吃完饭,二宝去屋后的菜地除草:黄瓜、番茄、空心菜、小芹菜、胡萝卜、萝卜……她种了很多的菜。
“黄瓜,黄瓜,番茄,番茄……”二宝蹲在地上,边除草边自言自语,她独处的时候,就有自由自语的毛病。
她的脑子有些混混沌沌的,时常有些画面会浮现出来,那些她明明没做过的事,却感觉异常的熟悉,仿佛她已经经历过两世。
二宝脱了鞋子,赤脚踩着松软的泥土,脚踩着土地让她感觉很踏实,她张开双臂,仰头感受微风拂面,“二宝——二宝——”萧老太漂浮在空中,二宝二宝的叫着她的名字,二宝闭上眼睛,开心的笑出声来。
笑着笑着二宝就流泪了,道长和妙尘的到来,让她无意发现了顾晨希的秘密,不对,应该是裴宇的秘密。
裴宇从小跟着陈云清长大,也跟妙尘邱月一起生活了好几年,他们两个就像是他的亲人,按理说顾晨希是不应该有裴宇的这段记忆的,从他尽心尽力地救陈云清,从他跟他们两个相处的点滴,二宝还是发现了一些端倪,躺在她身边的人就是裴宇,他不是顾晨希,不知道他为什么要自称是顾晨希,不知道为什么要冒充顾晨希,二宝也不知道为什么自己就这样轻易相信了,可能是她太希望顾晨希还活着,所以自欺欺人。
二宝盘坐到地上,双手捂脸,眼泪从指缝中汩汩流出,六年来,她第一次如此清醒。
保镖和保姆远远地站在菜园外面,对二宝时哭时笑的反常行为,他们早就见怪不怪,庄园里的每个人都知道,二宝精神不正常,只是没人说出来而已。
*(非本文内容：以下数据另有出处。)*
PR #36837, opened 2019-07-11
Dom fixes 2019 07 11

sandersn:
1. `$(window)` will have a different type in TS 3.6, `JQuery<Window & typeof globalThis>`, so `ExpectType JQuery<Window>` assertions won't work anymore. I weakened the test to test assignability:

```ts
const jqw: JQuery<Window> = $(window);
```

2. webappsec-credential-management needs to avoid conflicts with the DOM version that 3.6 will include in order to keep compiling. I copied interfaces and inlined type aliases where needed.

Inlining type aliases is not the ideal solution, but they don't merge, so I couldn't copy them like interfaces. And they are (1) used only once or twice (2) self-explanatory literal unions, so I think it's fine for a package that will see reduced use once 3.6 is released.

I also renamed CredentialBase to Credential and changed it to an interface, also to match the DOM code in 3.6.

3. webgl2 is also now in the DOM, so the types need to match exactly. I deleted an extra property. Again, I expect this package to stop being used as much once 3.6 is released.

### DIFF
--- a/types/jquery/jquery-tests.ts
+++ b/types/jquery/jquery-tests.ts
@@ -190,9 +190,6 @@ function JQueryStatic() {
                 target;
             });
             const myDocForced: JQuery<Document> = $(document);
-            const myWindow = $(window);
-            // $ExpectType JQuery<Window>
-            myWindow;
             const myWindowForced: JQuery<Window> = $(window);
             // $ExpectType JQuery<Window>
             myWindowForced;
--- a/types/jquery/test/jquery-slim-window-module-tests.ts
+++ b/types/jquery/test/jquery-slim-window-module-tests.ts
@@ -1,5 +1,4 @@
 import jq = require('jquery/dist/jquery.slim');
 
 const $window = jq(window);
-// $ExpectType JQuery<Window>
-$window;
+const forced: JQuery<Window> = $window;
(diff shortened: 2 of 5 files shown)


Basaingeal (changes requested):
We were just discussing this problem in a recent pull request https://github.com/DefinitelyTyped/DefinitelyTyped/pull/36812 for the webappsec-credential-management type. I was trying to figure out a way to resolve the type collisions with 3.6 without in-lining all of them, but this might be the only way. Once this is in, we should be able to resolve the CI issues we were having there.

However, since some of the webauthn types that were previously declared are now missing, it could constitute a breaking change in some people's code, so could you bump the version in line 1 up to `0.5`?

Also, (I'm not entirely clear how all this works but) it may be better to submit this as multiple PRs, one for each type, so that individual type maintainers can approve/request changes for the projects that they maintain.

sandersn:
I bumped the version to 0.5. 

I suspect that effort for typing webappsec-credential-management would be better spent on making the built-in DOM types better at microsoft/TSJS-lib-generator, although that might mean some new specs might need to be added there. 

There are not many users of webappsec-credential-management now (as measured by npm downloads) and I expect that number to go down if most people can upgrade Typescript versions. So I think removing some type aliases is not a big problem, considering that they'll be available in TS3.6.

Basaingeal (approved):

“二宝。”从幼儿园放学回家的裴佑生背着小书包,站在鹅卵石小径上对着二宝的背影叫道,照例陷入自我世界中的二宝是没有任何回应的,裴佑生不打扰她,二宝每隔几天就会这样,听爷爷说,二宝有病。
二宝不犯病的时候,跟正常人没两样。
裴宇去医院体检,他的心脏、肝脏、肾脏及眼角膜全都来自顾晨希,顾晨希是器官及遗体捐献志愿者,他死后,医生第一时间将他的器官保存起来。
车祸发生时,坐在副驾上的裴宇并没昏迷,他能听到后座上二宝跟顾晨希的对话,如果当时他打电话求救,或者砸碎玻璃爬出去,凭他的身手,即便外面的凶手还在,也不足为惧。
可他什么都没做,他在山上过着无欲无求的生活,突然二宝闯进他的世界,她跟他聊天,帮他扫地做饭,陪他下地种地,前一秒还热情如火、喋喋不休的人,下一秒就突然安静下来,手指在地上无意识地划拉着:顾晨希、顾晨希、顾晨希……她一遍又一遍地写着这三个字。
顾晨希这三个字,从那时起刻入裴宇的心里,他很羡慕他。
他们四个人被从车里救出去,听到二宝撕心裂肺的哭声,那一刻,裴宇很后悔,他情愿死的人是自己,让顾晨希活下来,二宝就不会如此伤心了。
顾明辉第一时间赶到医院,毫发无伤的裴宇找到他,恳求顾明辉,让自己变成顾晨希。
痛失爱子的顾明辉第一时间居然能冷静下来,他比任何人都希望儿子能活下来,哪怕是在另一个人身上延续他的生命。
等到裴湛得到消息赶到医院的时候,裴宇已经被推进了手术室,他从眼睛到内脏,全方面的接受顾晨希的器官,可能会产生排斥,可能他会即刻死在手术台上,所有的风险他都不考虑。
离开手术室,顾晨希的心理医生对裴宇进行记忆移植催眠,给他洗脑,让他深信自己就是顾晨希,强烈的心理暗示起了作用,裴宇越来越相信,他就是顾晨希。
几个月后,流浪的二宝被人在地下通道找到,那时的她精神已经紊乱了,裴宇让人找到她,带她来庄园,告诉她,他就是顾晨希,她信了,他自己也信了。
因为他的坚持,不管是裴湛,还是夏晚,他们都只能接受一个看着疯疯癫癫,精神不太正常的儿媳妇。
看着二宝,裴宇的心会疼,可能是顾晨希的心脏在疼,他跟顾晨希已经完完全全的合二为一,他们有着彼此的记忆,他们都深爱着同一个女人,就连顾明辉都不能否定顾晨希借着裴宇活下来的事实。
那起车祸的幕后主谋是裴恩,顾明辉只是对付林家,让裴恩入狱,因为裴宇,他没对裴家出手。
师姐妙尘的出现,唤醒了裴宇本身的记忆,他竭尽全力救出师傅陈云清,在二宝面前,他就是顾晨希,在外人面前,他披着裴宇的皮囊,管理家族生意时还是在以顾晨希的思维模式和手段处理一切问题,只有面对妙尘和陈云清的时候,他才能做回自己。
体检一切正常,其实他自己原先的脏器要更加强健有力。
“裴宇!”顾莱的娇嗔声自身后响起,裴宇停下来转过身去,她跟踪他,他微微蹙眉望向她。
顾莱蹬蹬蹬几步跑到跟前,凶巴巴的瞪他一眼,突然地将手放到他的心口,眼泪一下滑落下来,“小叔。”她喃喃叫着,轻轻地将脸贴在他的心口,听他的心跳声,这次回家一趟,她在爷爷的保险柜里找到一份文件,难怪他总带给她熟悉的感觉,他有小叔的心脏,有小叔的眼角膜。